Anyway, in general, it is not easy to identify the optical bandgap unless you know the calculated band structure, or at least the density of states diagram of the material. This is because, say for example, for the absorption spectrum, a peak or shoulder is due to a transition between two bands, but not necessarily at the same value of k. You can, however, make guesses. For a direct (optical bandgap) transition, the threshold of transition as a function of wavelength is much steeper than in case of an indirect transition where there is involvement of phonons.
Firstly you have to obtain the UV-vis difuse reflectance spectrum. Once you have the data of %R you can transform the data to Kubelka-Mung Function. F(%R) is the way to obtain the band gap. May be even you can obtain the F(%R) from the equipment. You make after, another transformation to energy using plank constant (hv). Like that you could have on the X axis energy on electron volts and on the y axis [(F(%R)hv)1/n].

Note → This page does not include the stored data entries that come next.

PR #824, opened 2019-10-17
Update flux

sleepycat:
This commit updates flux to 1.15.0 and adds it as a resource to the
kustomization file for aks.

### DIFF
--- a/platform/overlays/aks/flux.yaml
+++ b/platform/overlays/aks/flux.yaml
@@ -4,15 +4,14 @@
 apiVersion: v1
 kind: ServiceAccount
 metadata:
-  namespace: flux
   labels:
     name: flux
   name: flux
+  namespace: flux
 ---
 apiVersion: rbac.authorization.k8s.io/v1beta1
 kind: ClusterRole
 metadata:
-  namespace: flux
   labels:
     name: flux
   name: flux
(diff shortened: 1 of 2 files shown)


platform/overlays/aks/flux.yaml
```diff
@@ -54,7 +52,7 @@ spec:
   template:
     metadata:
       annotations:
-        prometheus.io.port: "3031" # tell prometheus to scrape /metrics endpoint's port.
+        prometheus.io/port: "3031" # tell prometheus to scrape /metrics endpoint's port.
```
sastels: / instead of . ?

platform/overlays/aks/flux.yaml
```diff
@@ -69,18 +67,27 @@ spec:
...
+          initialDelaySeconds: 5
+          timeoutSeconds: 5
+        readinessProbe:
+          httpGet:
+            port: 3030
+            path: /api/flux/v6/identity.pub
+          initialDelaySeconds: 5
+          timeoutSeconds: 5
         volumeMounts:
-        - name: acr-auth
```
sastels: What was this for?

sleepycat: This was part of the authentication stuff for Azure Container Registry. It doesn't apply for the moment so I deleted it. Will revisit soon.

In crystalline semiconductors, where crystal momentum is conserved and electron transitions obey well-defined selection rules, n is 1/2, 3/2, 2, and 3 when the transitions are direct-allowed, direct-forbidden, indirect-allowed, and indirect-forbidden, respectively. After that you make a line to fit the curve that you obtained
and the intersection with x axis wil be the band gap energy. You can see J. Phys. Chem. B, Vol. 103, No. 4, 1999 for the extended method. :D
The simplest way is to take your film, record the UV-vis-NIR absorption spectrum, take the wavelength when the the absorption intensity start to take off (If the intensity does not take off sharply, you can plot the intensity in logarithm). Then you can derive the optical bandgap using equation: Eg (eV) = 1240/(wavelength in nm). For example, if the intensity arises from the baseline at 620 nm, then you have a material with bandgap of 2 eV. Cheers!

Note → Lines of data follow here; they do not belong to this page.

Issue #749, opened 2019-09-19
Change English strings to be ID keys


anikbrazeau:

sastels:
split into individual issues.

PR #837, opened 2019-10-22
migrate lingui ids in landing page to new process

sastels:
re #749 

change the lingui ids to describe what the string is rather than being the English value of the string. This will allow us to change the English and French content more easily.

In code such as
```
<Trans>Report a scam</Trans>
```
I specified what key to add by giving it as a prop:
```
<Trans id="landingPage.title">Report a scam</Trans>
```

Also temporarily made `npm run extract` not do the cleaning (as we want to be able to extract without cleaning when doing this migration).


sastels:
[Refactor app to use IDs as keys for Lingui instead of strings](https://trello.com/c/QKb5tUtv/27-refactor-app-to-use-ids-as-keys-for-lingui-instead-of-strings)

In order to find the value of Eg make use of the Tauc relation
αhν = A (hν - Eg )^m
where α is absorption coefficient given by α = 2.303 log (T/d)(d is the thickness of the sample and T is the transmission ), hν is the photon energy.

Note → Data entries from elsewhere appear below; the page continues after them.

PR #847, opened 2019-10-23
use IDS as key for Lingui instead of strings for ScammerDetail Page

DianeLiu2019:
use IDS as key for Lingui instead of strings to make easier for changing string in Scammer detail page


sastels:
only thing I notices was that the *bold* text wasn't coming through in the French page:
English:
image

French:
image

frontend/locale/fr/messages.json
```diff
@@ -184,6 +184,19 @@
...
+  "scammerDetailPage.content1": "Pensez à inclure des choses telles que:",
+  "scammerDetailPage.content2": "Qui l'escroc a prétendu être",
+  "scammerDetailPage.content3": "Où ils vous ont demandé d'envoyer des choses",
+  "scammerDetailPage.content4": "Quelle langue ils utilisaient pour communiquer",
+  "scammerDetailPage.content5": "Des captures d'écran, des messages ou des reçus",
+  "scammerDetailPage.describeFileContent": "Décrivez ce que ce fichier montre",
+  "scammerDetailPage.hint": "N'oubliez pas d'inclure vos adresses électroniques, numéros de téléphone ou liens de sites Web",
+  "scammerDetailPage.intro": "Tout indice sur la source de l’escroquerie peut aider la police à retrouver l’escroc",
+  "scammerDetailPage.removeFileButton": "Effacer le fichier",
+  "scammerDetailPage.summary": "<0> Que savez-vous sur l'origine de l'arnaque? </ 0>",
```
sastels: I think the `</ 0>` here should not have that space, ie be `</0>`

frontend/src/p2/LandingPage.js
```diff
@@ -50,7 +50,7 @@ export const LandingPage = props => {
         <Trans id="landingPage.intro">
           Scams can happen to anyone. They’re not always easy to recognize and
           new ones are invented every day.
-        </Trans>
+        </Trans>..
```
sastels: The `..` shouldn't be here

Plot the graph between (αhν)^2 versus hν . The values of Eg have been estimated by taking the intercept of the extrapolation to zero absorption with photon energy axis i.e. (αhν )^2 → 0 .
I think that the question is not just about a formula to calculate a transition energy from an absorption spectrum, but to find the 'optical band gap'. Two things are important here.
1) It needs to be identified if a threshold is associated with a direct (k=0) transition,
2) Which bands are involved in the transition?
It is essential to compare the experimental spectrum with a band structure of the material concerned to get a correct answer.
I too have HfO2 thin films on Si. I think UV-vis method is hardly useful for very wide bandgap material, maybe 'far' or 'near UV -UV-vis' spectrometry may help (if there's one). In normal UV-vis, the data become unreliable for wavelength shorter than 150 nm. But I did try UV-vis photo spectrometry and all I get was a weird data. I have some absorbance peaking near about 3.5 - 5 eV but then it falls down at higher energy (above 5 eV). Doing a Tauc plot (although one can always do) is physically meaningless unless I explained why it falls down at higher energy (shorter wavelength). Another way though I heard is that of ellipsometry. Anyway i am attaching some spectra if you want to look into it. One is absorbance and the other is corresponding Tauc plot (assuming direct transition). And I think XPS can also give bandgap to some estimate. Suggestions and feedbacks are welcome.
Take the first derivative of Transmittance or Reflectance and look for peak or Valley as the case may be near the region identified throgh literature. If you take the derivative for the whole spectra it will be meaningless as lot of noise will be involved
I would like to suggest the tauc relation for the exact calculation of optical band gap experimentally. The uv-visible spectra should be measured for solid sample instead of solution so that the effect of solvent on sample band gap can be avoided. The thickness of solid film should be kept minimum. By avoiding the scattering coefficient the absorption coefficient can be calculated using the equation
α = (1-R)^2/2R where R is the % of reflectance of the sample. I think this is much easier way to measure the absorption coefficient than the relation α = 2.303 log (T/d).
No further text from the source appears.